PR #433, opened 2024-05-30
Handle ResponseWriteUtils Fail Correctly

vazois:
This PR fixes the code in places where SendAndReset is not called after failure to write into provide response buffer.

### DIFF
--- a/libs/server/Custom/CustomFunctions.cs
+++ b/libs/server/Custom/CustomFunctions.cs
@@ -24,7 +24,7 @@ namespace Garnet.server
         protected static unsafe void WriteSimpleString(ref (IMemoryOwner<byte>, int) output, ReadOnlySpan<char> simpleString)
         {
             // Get space for simple string
-            int len = 1 + simpleString.Length + 2;
+            var len = 1 + simpleString.Length + 2;
             if (output.Item1 != null)
             {
                 if (output.Item1.Memory.Length < len)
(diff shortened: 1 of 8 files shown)


badrishc (approved):

libs/server/Custom/CustomFunctions.cs
```diff
@@ -71,9 +72,9 @@ protected static unsafe void WriteBulkStringArray(ref MemoryResult<byte> output,
             fixed (byte* ptr = output.MemoryOwner.Memory.Span)
             {
                 var curr = ptr;
-                RespWriteUtils.WriteArrayLength(values.Length, ref curr, ptr + totalLen);
-                for (int i = 0; i < values.Length; i++)
-                    RespWriteUtils.WriteBulkString(values[i].Span, ref curr, ptr + totalLen);
+                _ = RespWriteUtils.WriteArrayLength(values.Length, ref curr, ptr + totalLen);
```
lmaas, line 75: I like that you added a note to remember that we are using pre-allocated memory and that `WriteArrayLength` should never fail. I would add that comment here as well, and maybe consume the output of the call to `RespWriteUtils.WriteArrayLength` and check in a debug assert (applies to the other locations as well, of course).

lmaas (changes requested):
Nice cleanup and bug fixes! I have added a small comment below, but this looks good overall.

lmaas (approved):
The code looks good to me now. Thanks for addressing the comment!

================

Everything from the line containing "lmaas, line 75: I" through the end of the entries above should be retyped exactly, and nothing else.

> _Solution_
lmaas, line 75: I like that you added a note to remember that we are using pre-allocated memory and that `WriteArrayLength` should never fail. I would add that comment here as well, and maybe consume the output of the call to `RespWriteUtils.WriteArrayLength` and check in a debug assert (applies to the other locations as well, of course).

lmaas (changes requested):
Nice cleanup and bug fixes! I have added a small comment below, but this looks good overall.

lmaas (approved):
The code looks good to me now. Thanks for addressing the comment!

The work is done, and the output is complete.